2. Testing the Waters. It is common for businesses, even large ones, to “test the waters” with very limited runs to gauge interest and determine if they have adequate margins (i.e., that they are charging enough for their product to sustain the company). While a limited run in other industries might be ten thousand units of product, a small, niche community like ours requires a comparably much smaller run.

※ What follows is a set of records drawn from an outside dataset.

PR #614, opened 2025-12-27
updated clean_url function to properly remove "www" from the url

kellemar:
clean_url() docstring said it strips www. from urls, but the implementation didn't actually do that.

Added the missing .replace("www.", "") call so the function matches what it claims to do. 

Updated the test expectation too since it was checking for the old broken behavior.


sinaatalay:
Thank you! Maybe we should just keep `www`, some people may want to provide it. I'll just update the docstrings instead.

PR #626, opened 2026-01-03
feat: Added feature to populate yaml from existing CV (docx only)

imwaqas:


sinaatalay:
Thank you!

I think simply using ChatGPT, along with a lot of copy-pasting from the RenderCV documentation and your previous CVs, is the way to go for this problem.

PR #631, opened 2026-01-08
Add user guide for gitea actions workflow creation

Beariful:
Added: docs/user_guide/how_to/set_up_gitea_action_for_rendercv.md

Simple guide for using a gitea action workflow to run RenderCV on a repository containing your CV.yaml file.


sinaatalay:
Thank you. I'm not a Gitea user so I cannot verify this. So I'll close it.

PR #1432, opened 2024-06-14
build: Update Rust version

sa-github-api:
A new Rust version available.


peterpeterparker (approved):
According out colleagues:

> It’s ok to use both 1.78 and 1.79. It’s not a bug, but a chance of stack overflow with deep recursions.

I think we are fine as we used to had 1.78 in production without known issues.

peterpeterparker:
No rush. Let' wait a bit more.

PR #1434, opened 2024-06-14
refactor: renamed default network constant

AntonioVentilii-DFINITY:
# Motivation

We renamed `DEFAULT_NETWORK` to `DEFAULT_ETHEREUM_NETWORK`.


src/frontend/src/eth/constants/networks.constants.ts
```diff
@@ -0,0 +1,3 @@
+import { SUPPORTED_ETHEREUM_NETWORKS } from '$env/networks.env';
+
+export const [DEFAULT_ETHEREUM_NETWORK] = SUPPORTED_ETHEREUM_NETWORKS;
```
peterpeterparker, line 3: I think we can / should rename existing `DEFAULT_NETWORK` - i.e. not add a new constant. Unless there is a good reason to do so, maybe I missed something?

peterpeterparker: That way existing usages of `DEFAULT_NETWORK` which are meant to fallback on Ethereum, inherits it.

AntonioVentilii-DFINITY: Ah, I see! But `DEFAULT_NETWORK` is used in other circumstances where it should not be the `DEFAULT_ETHEREUM_NETWORK` but the real default.

For example, when the page is simply `https://(app)/` it selects DEFAULT_NETWORK.

But agreed, we can change these incorrect usages afterwards in another PR

peterpeterparker (approved):
LGTM, thx

PR #1437, opened 2024-06-14
Feature/chain fusion/modal to manage tokens

AntonioVentilii-DFINITY:
# Motivation

The user should be able to manage all the tokens in the list for Chain Fusion. We are going to replicate the ICP Token Management Modal (without some specific features for now).

# Changes

- Create list of manageable tokens: these tokens have the additional `enabled` prop to define if they are to be showed or not.
- Create modal component and sub-components to show the list.

# Tests


peterpeterparker:
We should wait before starting on this - i.e first network, routing and receive/send modal - because everything which would be done regarding merging those modal currently will probably end being incorrect and not used.

PR #1438, opened 2024-06-14
chore: remove additional menu item in TokensMenu for Chain Fusion

AntonioVentilii-DFINITY:
# Motivation

The context menu that opens in the Tokens list presents the additional item of importing ERC20 tokens, by default for all networks, except ICP.
We would like to remove it by default, and present it ONLY when the network has additional menu items to present. 

# Changes

- Created derived store `additionalMenuItem` to define the current network additional item to present, or `undefined`.
- Changed component `TokensMenu` to use the derived to present the choice, or otherwise do not present any choice if `undefined`.

# Tests

See below screenshots of manual replica:

### Before:

Screenshot 2024-06-14 at 10 51 37

### After:

Screenshot 2024-06-14 at 10 52 04


src/frontend/src/lib/derived/tokens-menu.derived.ts
```diff
@@ -0,0 +1,27 @@
+import { networkEthereum, networkICP } from '$lib/derived/network.derived';
```
peterpeterparker, line 1: Why not just simply displayed this option when the route === transaction?

peterpeterparker (commented):
Sorry, I don't understand this PR. Why no just removing the option of the context menu?

AntonioVentilii-DFINITY:
> Sorry, I don't understand this PR. Why no just removing the option of the context menu?

Just because we would like to have the option at some point for other networks or for Chain Fusion, right?

peterpeterparker:
> Just because we would like to have the option at some point for other networks or for Chain Fusion, right?

Ah right. So, if you synchronize merge branch you can now solve that by displaying the option only if `$network` is defined.

AntonioVentilii-DFINITY:
@peterpeterparker I think there is no need to change it, because now it will show the option only if the network has it. So, in case of `undefined` network, it will show nothing.
I tested on replica and it works still

peterpeterparker:
Good point.

> Or do you prefer to have it in the following logic:
>
> if (noNetwork) --> show nothing (or in the future show something)
> if (network1) --> show option1
> if (network2) --> show option2

Maybe? That would follow the existing pattern similar as for example in the `Hero`.

Note that I don't say that it is a nice pattern but, maybe for consistency?

AntonioVentilii-DFINITY:
> Note that I don't say that it is a nice pattern but, maybe for consistency?

Yes, sure, we can always change later when we have more choices and becomes too verbose. 

But I created new PR #1448 to do this, to have a cleaner history.

PR #1442, opened 2024-06-17
feat: tokens order

peterpeterparker:
# Motivation

Review tokens order as currently in production.

# Changes

- Eth
- ICP
- Bitcoin (new)
- Erc20
- Icrc


AntonioVentilii-DFINITY (commented):
Why Bitcoin as last? Wouldn't it be better to be showed at least together with Ethereum, just to show immediatly that is multi-chain?

peterpeterparker:
Good idea 👍.
Done.

AntonioVentilii-DFINITY (approved):
thank you!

3. Scarcity/Success. Especially with early production runs, a company is striving to achieve sell-through. If all product is sold, and the product is well received, it can create a scarcity effect, whereby others who may have missed out on said product are lining up for it the next time it is available. This is one way to generate “hype” around your product and may lead to future successful runs. If as a company your product always sells out, it may be assumed that the company is successful and has a great product. If it is assumed you have a great product, others may want to try your product. The fewer the units available for purchase, the easier (theoretically) it is to sell all of the product. There are a handful of yo-yo companies that have successfully used this limited run model (intentionally or otherwise) to generate a lot of buzz around their product. (Note: This is not a bad thing, and it wouldn’t work if their products weren’t great! ;))
I’m sure there are many other reasons that could have factored into Radical Seas, and other similarly situated small yo-yo companies, decision to produce the number of yo-yos they did, such as logistics, time, etc. Basic point is you probably aren’t going to flood the market with your product if you don’t have the money to do so and/or a history of very successful runs under your belt. None or all of the above may be applicable, just some random thoughts on a Saturday morning. I attribute anything accurate or inaccurate to my religious viewing of Shark Tank.